* **What the task requires**: Give the records below again, exactly as they appear.

_ _ _ _

PR #1082, opened 2022-08-24
Add description to universal-server releases

tourdedave:
The GH action we use for creating the universal server release in GitHub is [softprops/action-gh-release](https://github.com/softprops/action-gh-release). It has options to populate the description of a release either by providing a text blurb, a link to a file, or by letting GitHub create the release notes ([link](https://github.com/softprops/action-gh-release#-customizing)).

- text blurb: This is the simplest/quickest way to add a helpful description (and what is done in this PR). It's not the ideal end-state, but an incremental step which can help people outside of our team more easily find info on their own.

- file: we can't use the changelog file as it is today since it contains entries for all releases. But we could easily add the ability for `bongo` to maintain a new file (e.g., `LATEST`) which contains just the changelog entries for the latest release.

- let GitHub create the release notes: this option is not suitable since it creates a list of changes from the commit history for the entire monorepo


kyryloonufriiev:
I think the ideal solution would be to add some command to the bongo, to extract the latest change log text, so we can call it after release and get the string, which we can use in gh release and slack notification. I was thinking about doing it for a long time.
If you think that it is hard to do, then we can easily go with `text blurp` option for now.

tourdedave:
@kyryloonufriiev Getting the latest text blurb from bongo isn't difficult. The functionality already exists, it's just not exposed to the cli. How do you run a command and save/use the result in the GH action?

kyryloonufriiev:
@tourdedave I was thinking about adding this information as an output value for the `publish` action (not workflow). We already have some output values there, like `tag`  - https://github.com/applitools/eyes.sdk.javascript1/blob/master/.github/actions/publish/action.yml#L79
you can read about actions output here - https://docs.github.com/en/actions/creating-actions/metadata-syntax-for-github-actions#outputs-for-composite-actions

.github/actions/publish/action.yml
```diff
@@ -78,6 +81,10 @@ runs:
           echo "::notice::Publish tag - $TAG"
           echo "::set-output name=tag::$TAG"
         fi
+        CHANGELOG="$(yarn run --silent bongo log --latest-changelog)"
+        if [ ! -z "$CHANGELOG" ]
+        then
+          echo "::set-output name=changelog::$CHANGELOG"
```
kyryloonufriiev, line 87:
```suggestion
        CHANGELOG="$(yarn run --silent bongo log --latest-changelog)"
        if [ ! -z "$CHANGELOG" ]
        then
          echo "::set-output name=changelog::$CHANGELOG"
        fi
```

pending-changes.yaml
```diff
@@ -15,6 +15,7 @@ Apollo SDK:
     - 
 "@applitools/eyes-selenium":
   feature:
+    - Dynamically include changelog entries in a release description and publish notifications to Slack
```
kyryloonufriiev, line 18: why in selenium?

tourdedave: That was a mistake. Fixed.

_ _ _ _

* **Solution for this task**:
PR #1082, opened 2022-08-24
Add description to universal-server releases

tourdedave:
The GH action we use for creating the universal server release in GitHub is [softprops/action-gh-release](https://github.com/softprops/action-gh-release). It has options to populate the description of a release either by providing a text blurb, a link to a file, or by letting GitHub create the release notes ([link](https://github.com/softprops/action-gh-release#-customizing)).

- text blurb: This is the simplest/quickest way to add a helpful description (and what is done in this PR). It's not the ideal end-state, but an incremental step which can help people outside of our team more easily find info on their own.

- file: we can't use the changelog file as it is today since it contains entries for all releases. But we could easily add the ability for `bongo` to maintain a new file (e.g., `LATEST`) which contains just the changelog entries for the latest release.

- let GitHub create the release notes: this option is not suitable since it creates a list of changes from the commit history for the entire monorepo


kyryloonufriiev:
I think the ideal solution would be to add some command to the bongo, to extract the latest change log text, so we can call it after release and get the string, which we can use in gh release and slack notification. I was thinking about doing it for a long time.
If you think that it is hard to do, then we can easily go with `text blurp` option for now.

tourdedave:
@kyryloonufriiev Getting the latest text blurb from bongo isn't difficult. The functionality already exists, it's just not exposed to the cli. How do you run a command and save/use the result in the GH action?

kyryloonufriiev:
@tourdedave I was thinking about adding this information as an output value for the `publish` action (not workflow). We already have some output values there, like `tag`  - https://github.com/applitools/eyes.sdk.javascript1/blob/master/.github/actions/publish/action.yml#L79
you can read about actions output here - https://docs.github.com/en/actions/creating-actions/metadata-syntax-for-github-actions#outputs-for-composite-actions

.github/actions/publish/action.yml
```diff
@@ -78,6 +81,10 @@ runs:
           echo "::notice::Publish tag - $TAG"
           echo "::set-output name=tag::$TAG"
         fi
+        CHANGELOG="$(yarn run --silent bongo log --latest-changelog)"
+        if [ ! -z "$CHANGELOG" ]
+        then
+          echo "::set-output name=changelog::$CHANGELOG"
```
kyryloonufriiev, line 87:
```suggestion
        CHANGELOG="$(yarn run --silent bongo log --latest-changelog)"
        if [ ! -z "$CHANGELOG" ]
        then
          echo "::set-output name=changelog::$CHANGELOG"
        fi
```

pending-changes.yaml
```diff
@@ -15,6 +15,7 @@ Apollo SDK:
     - 
 "@applitools/eyes-selenium":
   feature:
+    - Dynamically include changelog entries in a release description and publish notifications to Slack
```
kyryloonufriiev, line 18: why in selenium?

tourdedave: That was a mistake. Fixed.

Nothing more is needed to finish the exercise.